3. The personnel assessment method based on intelligent defect detection according to claim 1, characterized in that, It further includes: Selecting defect pictures from a target question bank selected by the user or a randomly selected target question bank and generating an exam or training page; Obtaining defect annotation information of the user on the defect pictures on the exam or training page; Comparing the defect annotation information with the defect information corresponding to the defect pictures, and determining whether the annotation of the defect pictures by the user is accurate according to the comparison result.

4. The personnel assessment method based on intelligent defect detection according to claim 3, wherein It further includes: Obtaining the defect pictures with inaccurate annotations by the user on the defect pictures in the exam or training page as wrong questions, and storing the wrong questions in a wrong question bank.

5. The personnel assessment method based on intelligent defect detection according to claim 4, characterized in that, After obtaining the defect pictures with inaccurate annotations by the user on the defect pictures in the exam or training page as wrong questions, it further includes: Analyzing the types of the user's wrong questions, selecting defect pictures from the target question bank according to the analysis results, and adding the selected defect pictures to the user's wrong question set.

6. The personnel assessment method based on intelligent defect detection according to claim 3, wherein After obtaining the defect pictures with inaccurate annotations by the user on the defect pictures in the exam or training page as wrong questions, it further includes: Analyzing the types of the user's wrong questions, and constructing a knowledge graph of the user according to the analysis results; Generating a training page by selecting defect pictures from the target question bank according to the user's knowledge graph.

7. The personnel assessment method based on intelligent defect detection according to claim 3, characterized in that After obtaining the defect pictures with inaccurate annotations by the user on the defect pictures in the exam or training page as wrong questions, it further includes: Analyzing the types of the user's wrong questions, and generating a training page by selecting defect pictures from the target question bank according to the analysis results.

8. A personnel assessment system based on intelligent defect detection, characterized in that, Including: An obtaining module for obtaining product pictures of products on the production line; An intelligent defect detection module, which is used to analyze the product picture, obtain the defect picture of the defective product in the product picture and the defect information corresponding to the defect picture according to the analysis result, and store the defect picture and the defect information corresponding to the defect picture into a defect library; A test question bank generation module, which is used to obtain the defect picture from the defect library and store the obtained defect picture into the test question bank.

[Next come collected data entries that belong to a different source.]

PR #803, opened 2026-08-05
fix: reconcile reappeared legacy config root (#735)

### LINKED ISSUE #735: [bamboo] fix: reconcile reappeared legacy config root through revisioned section events
## Context

Discovered while fixing #729 and validating section-local process adoption in PR #731.

After the modular configuration layout is active, a legacy/compatibility process can recreate `config.json` while another exact section transaction is in flight. The transaction correctly preserves those root bytes and now installs only its owned typed section, but the recreated legacy-root fields are not immediately reconciled into the modular authorities or live runtime. Treating the entire root as a post-commit snapshot would be unsafe because it has no single section revision and could silently advance unrelated or cluster-fabric state.

## Problem

There is no explicit, revisioned reconciliation path that maps a reappeared legacy `config.json` into its independently owned typed sections. The safe behavior in #731 is to preserve the bytes without cross-section adoption, leaving reconciliation to a dedicated design instead of publishing unrelated state under the committing section's event.

## Required contract

- Detect a reappeared or externally changed legacy `config.json` after modular-layout activation.
- Parse and map each changed field to its owning typed section; never adopt the root wholesale.
- Reconcile each changed section through its own durable revision/CAS authority and emit its own section event.
- Install the exact owned-section runtime before making that section event observable.
- Never advance `cluster-fabric` from legacy-root bytes; cluster changes must use the dedicated cluster CAS transaction or be rejected with an actionable diagnostic.
- Preserve unknown bytes and fail closed on ambiguous, multi-owner, invalid, or secret-bearing input.
- Avoid duplicate publication when the watcher and an in-process compatibility writer observe the same generation.

## Acceptance criteria

- [ ] Reappeared legacy-root changes are either reconciled into exact typed section revisions or surfaced as an explicit degraded/error state; they are never silently installed under an unrelated revision.
- [ ] Each successfully reconciled section produces exactly one event after live runtime adoption.
- [ ] Cluster-fabric and credential-owned secret fields cannot bypass their dedicated transaction/CAS semantics.
- [ ] A stopped-watcher test proves another section transaction preserves root bytes without adopting them, then restart/reconciliation converges deterministically.
- [ ] Live and restart tests cover one ordinary section, multiple independent sections, invalid input, unknown fields, and concurrent typed writers.
- [ ] No plaintext, ciphertext, credential reference, or mask sentinel leaks through events, logs, or ordinary section files.

## Test plan

- Inject a legacy root between exact transaction commit and process adoption, then verify byte preservation and section-local publication.
- Reconcile a valid ordinary-section edit and assert durable section -> runtime -> event ordering.
- Race reconciliation with a typed CAS writer and prove one winner without lost updates.
- Verify cluster/credential edits fail closed and secrets remain redacted.
- Verify restart resumes or reports reconciliation without wholesale root adoption.

bigduu:
## Summary

- reconcile a reappeared legacy `config.json` through independently revisioned typed sections instead of adopting the root wholesale
- preserve exact runtime-before-event ordering with a durable reconciliation intent/outbox and restart recovery
- reject cluster-fabric, credential-owned, ambiguous, invalid, and secret-bearing root mutations while preserving unknown root bytes
- deduplicate watcher and in-process compatibility observations of the same root generation
- harden credential scanning for provider/MCP identifiers, structured credential references, runtime header templates, and model-policy mask patterns

## Root Cause

After modular configuration activation, a compatibility writer could recreate `config.json`. Existing exact section transactions correctly preserved those bytes, but there was no revisioned path to map the recreated root fields back to their typed owners. Publishing the entire root under one section event would violate section CAS authority and could install unrelated or credential-bearing state.

## Impact

Valid ordinary-section edits now converge through their own durable revisions and become observable only after the exact runtime generation is installed. Invalid or unauthorized root mutations fail closed with durable health diagnostics. Cluster and credential authorities remain restricted to their dedicated transactions, and reconciliation journals/events stay secret-free.

## Test Plan

- [x] `git diff --check`
- [x] `cargo check -p bamboo-config -p bamboo-permission -p bamboo-engine -p bamboo-server`
- [x] `cargo test -p bamboo-config -- --nocapture` — 665 passed
- [x] `cargo test -p bamboo-permission` — 260 unit tests passed; doc tests passed
- [x] `cargo test -p bamboo-engine` — 1,292 unit tests passed; doc tests passed
- [x] `cargo test -p bamboo-server -- --nocapture` — 1,766 unit tests passed, 1 ignored; integration and doc tests passed
- [x] post-lint-refactor focused regressions — config 3/3, server 4/4, AccountSink 11/11
- [x] standard Clippy for all affected packages; strict `-D warnings` checks pass for config/permission all targets and the engine library

The strict server-library lint run is otherwise clean for this diff and stops only on the pre-existing `connect/bridge.rs::create_connect_session` argument-count warning in an unchanged file.

Closes #735

### DIFF
--- a/crates/app/bamboo-server/src/app_state/builder.rs
+++ b/crates/app/bamboo-server/src/app_state/builder.rs
@@ -71,7 +71,9 @@ impl AppState {
                 (config, Some(facade))
             }
             Err(error) => {
-                if bamboo_config::section_layout_is_active(&bamboo_home_dir).unwrap_or(false) {
+                if bamboo_config::modular_authority_boundary_present(&bamboo_home_dir)
+                    .unwrap_or(true)
+                {
                     return Err(AppError::InternalError(anyhow::anyhow!(
                         "modular configuration authority is unavailable: {error}"
                     )));
--- a/crates/app/bamboo-server/src/app_state/config_runtime.rs
+++ b/crates/app/bamboo-server/src/app_state/config_runtime.rs
@@ -292,8 +292,8 @@ pub(super) fn load_facade_effective_config(
 }
 
 fn load_committed_effective_config(data_dir: &Path) -> Result<Config, ConfigStoreError> {
-    if bamboo_config::section_layout_is_active(data_dir)? {
-        let facade = bamboo_config::ConfigFacade::open(data_dir)?;
+    if bamboo_config::modular_authority_boundary_present(data_dir)? {
+        let facade = bamboo_config::ConfigFacade::open_or_migrate(data_dir)?;
         let config = load_facade_effective_config(&facade, data_dir);
         Ok(config)
     } else {
@@ -324,6 +324,9 @@ pub struct ConfigWatcherRuntime {
 struct ConfigPathChanges {
     paths: Vec<PathBuf>,
     initial_mcp: bool,
+    startup_legacy_root: Option<bamboo_config::LegacyRootReconciliationOutcome>,
+    startup_recoveries: BTreeMap<SectionId, u64>,
+    legacy_root_retry_attempt: u8,
 }
 
 /// Owned handles needed to publish provider and MCP effects for one committed
@@ -397,6 +400,9 @@ impl ConfigWatcherRuntime {
         // thread after aborting the async consumer, so a bounded blocking_send
         // could deadlock shutdown if its queue were full.
         let self_write_marker = watcher.self_write_marker();
+        let startup_legacy_root = config_facade
+            .as_ref()
+            .and_then(|facade| facade.take_startup_legacy_root_reconciliation());
         let (changes_tx, mut changes_rx) =
             tokio::sync::mpsc::unbounded_channel::<ConfigPathChanges>();
         let initial_changes = changes_tx.clone();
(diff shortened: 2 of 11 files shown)


bigduu (commented):
Agent review: PASS — no blocker, High, or Medium findings.

Reviewed exact head `06ff95ff0d35bf4e4221fa58f44d45b18bbb5c72` against `dev` base/merge-base `271afc53a6572ef2cb2b586608286b0776e9b0de` and Issue #735 acceptance criteria.

Verified:
- durable planned intent and per-section revision/CAS behavior, including typed-writer races and stale-outbox conflict handling without lost updates;
- runtime-before-event ordering for ordinary, provider, and MCP paths;
- durable AccountSink dedupe and journal restart recovery;
- fail-closed cluster/credential/ref/mask/secret boundaries while preserving unknown root bytes;
- regression coverage for multi-section reconciliation, stopped-watcher recovery, concurrency, dedupe, and secret non-leakage.

Independent targeted tests passed, `git diff --check` passed, and all required CI checks on this exact head are green. Remaining risk is limited to OS-specific watcher timing; Ubuntu/macOS/Windows CI coverage passed. No unresolved review threads.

9. An electronic device, characterized in that: It includes a processor, a memory, and a program or instruction stored on the memory and executable on the processor. When the program or instruction is executed by the processor, it implements the steps in the personnel assessment method based on intelligent defect detection according to any one of claims 1-7.

10. A readable storage medium, characterized in that: A program or instruction is stored on the readable storage medium. When the program or instruction is executed by the processor, it implements the steps in the personnel assessment method based on intelligent defect detection according to any one of claims 1-7.